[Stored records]
PR #7011, opened 2026-07-23
fix(coding-agent): share host modules with native esm extensions

### LINKED ISSUE #4748: pi-tui: `getKeybindings()` realm/instance singleton breaks extensions that import keyText
## Summary

Extensions loaded by `pi-coding-agent` resolve `@earendil-works/pi-tui`
from their own `node_modules`. The `let globalKeybindings = null`
module-scope singleton in `packages/tui/src/keybindings.ts` is therefore
distinct from the one Pi mutates via `setKeybindings(merged)` in
`interactive-mode`. Extensions calling `keyText("app.<binding>")` hit
their copy's lazy fallback, which is constructed with **only** the
`TUI_KEYBINDINGS` definitions (`tui.*`). `app.*` lookups return an
empty key list and render as empty strings.

## Reproduction

1. Install `@victor-software-house/pi-nudge` v0.3.3.
2. Install `@victor-software-house/pi-caveman` (it registers an anchor
   that pi-nudge renders).
3. Start Pi 0.75.3.

The anchor / nudge expand hint renders as `( to expand)` — the
`keyText("app.tools.expand")` substring is empty. With normal Pi
keybindings (`ctrl+o` default, no user override) it should read
`(ctrl+o to expand)`.

I verified this is not a user-override or render-time race issue:

- `~/.pi/agent/keybindings.json` only overrides `tui.input.newLine`.
- `app.tools.expand` is present in both Pi 0.75.0 (pi-nudge's devDep)
  and 0.75.3 (live) under the same id.
- The renderer fires after `interactive-mode` constructor (which calls
  `setKeybindings`), so timing isn't the problem.

## Root cause

`packages/tui/src/keybindings.ts`:

```ts
let globalKeybindings: KeybindingsManager | null = null;

export function setKeybindings(k: KeybindingsManager) {
  globalKeybindings = k;
}

export function getKeybindings(): KeybindingsManager {
  if (!globalKeybindings) {
    globalKeybindings = new KeybindingsManager(TUI_KEYBINDINGS); // TUI-only fallback
  }
  return globalKeybindings;
}
```

Extensions load via `jiti.import(extensionPath)` from `~/.pi/agent/npm/`
which has its own `node_modules/@earendil-works/pi-tui`. Pi's main
runtime in `~/Library/pnpm/global/v11/.../node_modules/@earendil-works/pi-tui`
is a separate copy on disk → separate module instance → separate
`globalKeybindings` slot. Pi's `setKeybindings(merged)` only touches
the slot in its own copy. The extension's copy sees `null` on first
read and creates the `TUI_KEYBINDINGS`-only fallback. `app.*` lookups
then return `[]` forever in the extension's realm.

## Proposed fix

Anchor the singleton on `globalThis` so every pi-tui module instance
in the process shares one slot. Same pattern pi-nudge uses for its
own state (ADR-0010 in that repo). Minimal patch:

```ts
const REALM_KEY = Symbol.for("@earendil-works/pi-tui.keybindings.v1");

interface Realm { manager: KeybindingsManager | null; }
function realm(): Realm {
  const g = globalThis as unknown as Record<symbol, Realm>;
  if (!g[REALM_KEY]) g[REALM_KEY] = { manager: null };
  return g[REALM_KEY];
}

export function setKeybindings(k: KeybindingsManager) {
  realm().manager = k;
}

export function getKeybindings(): KeybindingsManager {
  const r = realm();
  if (!r.manager) r.manager = new KeybindingsManager(TUI_KEYBINDINGS);
  return r.manager;
}
```

After Pi's `setKeybindings(merged)` runs once, every realm/instance of
pi-tui in the same Node process returns the merged manager.

## Impact

- Any extension that imports `keyText` / `keyHint` / `keyDisplayText`
  for an `app.*` binding renders the key as empty.
- `keyText` for `tui.*` bindings happens to work because the lazy
  fallback includes those.
- Currently affects at least `@victor-software-house/pi-nudge` v0.3.3
  (anchor + reminder renderers display `( to expand)` with blank
  shortcut).

## Workarounds considered (and rejected)

- Hardcoding `ctrl+o` as a fallback in the consumer extension — breaks
  user keybinding overrides and defeats the purpose of `keyText`.
- Having each extension call `setKeybindings()` itself — extensions
  don't have a `KeybindingsManager.create()` equivalent and shouldn't
  own that lifecycle.

Fix belongs in `packages/tui`.

haoqixu:
Jiti uses native import for esm moduels, bypassing alias and virtualModules handling. As a result, extensions can resolve private copies of Pi packages, causing module state to diverge between the host and extensions.

This PR intercepts native imports so extensions reuse the host's pi modules.

Fixes #4748

### DIFF
--- a/packages/coding-agent/src/core/extensions/loader.ts
+++ b/packages/coding-agent/src/core/extensions/loader.ts
@@ -4,9 +4,8 @@
  */
 
 import * as fs from "node:fs";
-import { createRequire } from "node:module";
+import { createRequire, type RegisterHooksOptions } from "node:module";
 import * as path from "node:path";
-import { fileURLToPath } from "node:url";
 import * as _bundledPiAgentCore from "@earendil-works/pi-agent-core";
 import type { Provider } from "@earendil-works/pi-ai";
 import * as _bundledPiAiCompat from "@earendil-works/pi-ai/compat";
@@ -21,7 +20,7 @@ import { createJiti } from "jiti/static";
 import * as _bundledTypebox from "typebox";
 import * as _bundledTypeboxCompile from "typebox/compile";
 import * as _bundledTypeboxValue from "typebox/value";
-import { CONFIG_DIR_NAME, getAgentDir, isBunBinary } from "../../config.ts";
+import { CONFIG_DIR_NAME, getAgentDir, isBunBinary, isBunRuntime } from "../../config.ts";
 // NOTE: This import works because loader.ts exports are NOT re-exported from index.ts,
 // avoiding a circular dependency. Extensions can import from @earendil-works/pi-coding-agent.
 import * as _bundledPiCodingAgent from "../../index.ts";
@@ -44,7 +43,7 @@ import type {
 	ToolDefinition,
 } from "./types.ts";
 
-/** Modules available to extensions via virtualModules (for compiled Bun binary) */
+/** Host module objects supplied to Jiti and the Bun native-module bridge. */
 const VIRTUAL_MODULES: Record<string, unknown> = {
 	typebox: _bundledTypebox,
 	"typebox/compile": _bundledTypeboxCompile,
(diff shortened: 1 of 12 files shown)


badlogic:
I don't think the resolver-hook approach is safe to merge. The hook is process-wide, while extension roots change across reloads, session replacement, cwd changes, failed loads, and removed extensions. Correctly retaining roots for later dynamic imports while also releasing old extension instances is complicated and easy to get wrong. The current implementation already keeps successful roots forever, and using the entry file's directory as the boundary misses common `src/index.ts` packages with root-level helpers or `node_modules`.

More fundamentally, the bug exists because extensions import APIs backed by mutable module-local global state. Forcing every possible import path to resolve to one module instance treats that symptom at the loader level.

Please rework this around host-owned state supplied through the `ExtensionAPI` or extension context passed to the factory. Stateful facilities such as keybinding access/formatting and the file mutation queue should be host-bound services on that instance. Stateless exports such as types, schemas, and TUI component classes can remain normal package imports. This removes the need for process-wide resolver hooks and gives extension state an explicit lifecycle tied to the loaded extension runtime.

The regression tests are useful and should be retained for the replacement design, with coverage for reload/session replacement and nested package layouts.

badlogic:
@haoqixu sorry, agent is an idiot. but the general gist is right. the proper way to solve this is expose the stuff imported by extensions from the module local globals on the extension api instance directly. everything else is complex and pain and more error prone than what we already have.

haoqixu:
> sorry, agent is an idiot. but the general gist is right.

ha, no worries.

> the proper way to solve this is expose the stuff imported by extensions from the module local globals on the extension api instance directly. everything else is complex and pain and more error prone than what we already have.

Make sense. I was thinking that maybe we could support force transpilation in Jiti as an alternative, but exposing the states via the extension api is obviously better.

◆ **Directions**: All of the data above must be set down again exactly.

◆ **Response below**:
PR #7011, opened 2026-07-23
fix(coding-agent): share host modules with native esm extensions

### LINKED ISSUE #4748: pi-tui: `getKeybindings()` realm/instance singleton breaks extensions that import keyText
## Summary

Extensions loaded by `pi-coding-agent` resolve `@earendil-works/pi-tui`
from their own `node_modules`. The `let globalKeybindings = null`
module-scope singleton in `packages/tui/src/keybindings.ts` is therefore
distinct from the one Pi mutates via `setKeybindings(merged)` in
`interactive-mode`. Extensions calling `keyText("app.<binding>")` hit
their copy's lazy fallback, which is constructed with **only** the
`TUI_KEYBINDINGS` definitions (`tui.*`). `app.*` lookups return an
empty key list and render as empty strings.

## Reproduction

1. Install `@victor-software-house/pi-nudge` v0.3.3.
2. Install `@victor-software-house/pi-caveman` (it registers an anchor
   that pi-nudge renders).
3. Start Pi 0.75.3.

The anchor / nudge expand hint renders as `( to expand)` — the
`keyText("app.tools.expand")` substring is empty. With normal Pi
keybindings (`ctrl+o` default, no user override) it should read
`(ctrl+o to expand)`.

I verified this is not a user-override or render-time race issue:

- `~/.pi/agent/keybindings.json` only overrides `tui.input.newLine`.
- `app.tools.expand` is present in both Pi 0.75.0 (pi-nudge's devDep)
  and 0.75.3 (live) under the same id.
- The renderer fires after `interactive-mode` constructor (which calls
  `setKeybindings`), so timing isn't the problem.

## Root cause

`packages/tui/src/keybindings.ts`:

```ts
let globalKeybindings: KeybindingsManager | null = null;

export function setKeybindings(k: KeybindingsManager) {
  globalKeybindings = k;
}

export function getKeybindings(): KeybindingsManager {
  if (!globalKeybindings) {
    globalKeybindings = new KeybindingsManager(TUI_KEYBINDINGS); // TUI-only fallback
  }
  return globalKeybindings;
}
```

Extensions load via `jiti.import(extensionPath)` from `~/.pi/agent/npm/`
which has its own `node_modules/@earendil-works/pi-tui`. Pi's main
runtime in `~/Library/pnpm/global/v11/.../node_modules/@earendil-works/pi-tui`
is a separate copy on disk → separate module instance → separate
`globalKeybindings` slot. Pi's `setKeybindings(merged)` only touches
the slot in its own copy. The extension's copy sees `null` on first
read and creates the `TUI_KEYBINDINGS`-only fallback. `app.*` lookups
then return `[]` forever in the extension's realm.

## Proposed fix

Anchor the singleton on `globalThis` so every pi-tui module instance
in the process shares one slot. Same pattern pi-nudge uses for its
own state (ADR-0010 in that repo). Minimal patch:

```ts
const REALM_KEY = Symbol.for("@earendil-works/pi-tui.keybindings.v1");

interface Realm { manager: KeybindingsManager | null; }
function realm(): Realm {
  const g = globalThis as unknown as Record<symbol, Realm>;
  if (!g[REALM_KEY]) g[REALM_KEY] = { manager: null };
  return g[REALM_KEY];
}

export function setKeybindings(k: KeybindingsManager) {
  realm().manager = k;
}

export function getKeybindings(): KeybindingsManager {
  const r = realm();
  if (!r.manager) r.manager = new KeybindingsManager(TUI_KEYBINDINGS);
  return r.manager;
}
```

After Pi's `setKeybindings(merged)` runs once, every realm/instance of
pi-tui in the same Node process returns the merged manager.

## Impact

- Any extension that imports `keyText` / `keyHint` / `keyDisplayText`
  for an `app.*` binding renders the key as empty.
- `keyText` for `tui.*` bindings happens to work because the lazy
  fallback includes those.
- Currently affects at least `@victor-software-house/pi-nudge` v0.3.3
  (anchor + reminder renderers display `( to expand)` with blank
  shortcut).

## Workarounds considered (and rejected)

- Hardcoding `ctrl+o` as a fallback in the consumer extension — breaks
  user keybinding overrides and defeats the purpose of `keyText`.
- Having each extension call `setKeybindings()` itself — extensions
  don't have a `KeybindingsManager.create()` equivalent and shouldn't
  own that lifecycle.

Fix belongs in `packages/tui`.

haoqixu:
Jiti uses native import for esm moduels, bypassing alias and virtualModules handling. As a result, extensions can resolve private copies of Pi packages, causing module state to diverge between the host and extensions.

This PR intercepts native imports so extensions reuse the host's pi modules.

Fixes #4748

### DIFF
--- a/packages/coding-agent/src/core/extensions/loader.ts
+++ b/packages/coding-agent/src/core/extensions/loader.ts
@@ -4,9 +4,8 @@
  */
 
 import * as fs from "node:fs";
-import { createRequire } from "node:module";
+import { createRequire, type RegisterHooksOptions } from "node:module";
 import * as path from "node:path";
-import { fileURLToPath } from "node:url";
 import * as _bundledPiAgentCore from "@earendil-works/pi-agent-core";
 import type { Provider } from "@earendil-works/pi-ai";
 import * as _bundledPiAiCompat from "@earendil-works/pi-ai/compat";
@@ -21,7 +20,7 @@ import { createJiti } from "jiti/static";
 import * as _bundledTypebox from "typebox";
 import * as _bundledTypeboxCompile from "typebox/compile";
 import * as _bundledTypeboxValue from "typebox/value";
-import { CONFIG_DIR_NAME, getAgentDir, isBunBinary } from "../../config.ts";
+import { CONFIG_DIR_NAME, getAgentDir, isBunBinary, isBunRuntime } from "../../config.ts";
 // NOTE: This import works because loader.ts exports are NOT re-exported from index.ts,
 // avoiding a circular dependency. Extensions can import from @earendil-works/pi-coding-agent.
 import * as _bundledPiCodingAgent from "../../index.ts";
@@ -44,7 +43,7 @@ import type {
 	ToolDefinition,
 } from "./types.ts";
 
-/** Modules available to extensions via virtualModules (for compiled Bun binary) */
+/** Host module objects supplied to Jiti and the Bun native-module bridge. */
 const VIRTUAL_MODULES: Record<string, unknown> = {
 	typebox: _bundledTypebox,
 	"typebox/compile": _bundledTypeboxCompile,
(diff shortened: 1 of 12 files shown)


badlogic:
I don't think the resolver-hook approach is safe to merge. The hook is process-wide, while extension roots change across reloads, session replacement, cwd changes, failed loads, and removed extensions. Correctly retaining roots for later dynamic imports while also releasing old extension instances is complicated and easy to get wrong. The current implementation already keeps successful roots forever, and using the entry file's directory as the boundary misses common `src/index.ts` packages with root-level helpers or `node_modules`.

More fundamentally, the bug exists because extensions import APIs backed by mutable module-local global state. Forcing every possible import path to resolve to one module instance treats that symptom at the loader level.

Please rework this around host-owned state supplied through the `ExtensionAPI` or extension context passed to the factory. Stateful facilities such as keybinding access/formatting and the file mutation queue should be host-bound services on that instance. Stateless exports such as types, schemas, and TUI component classes can remain normal package imports. This removes the need for process-wide resolver hooks and gives extension state an explicit lifecycle tied to the loaded extension runtime.

The regression tests are useful and should be retained for the replacement design, with coverage for reload/session replacement and nested package layouts.

badlogic:
@haoqixu sorry, agent is an idiot. but the general gist is right. the proper way to solve this is expose the stuff imported by extensions from the module local globals on the extension api instance directly. everything else is complex and pain and more error prone than what we already have.

haoqixu:
> sorry, agent is an idiot. but the general gist is right.

ha, no worries.

> the proper way to solve this is expose the stuff imported by extensions from the module local globals on the extension api instance directly. everything else is complex and pain and more error prone than what we already have.

Make sense. I was thinking that maybe we could support force transpilation in Jiti as an alternative, but exposing the states via the extension api is obviously better.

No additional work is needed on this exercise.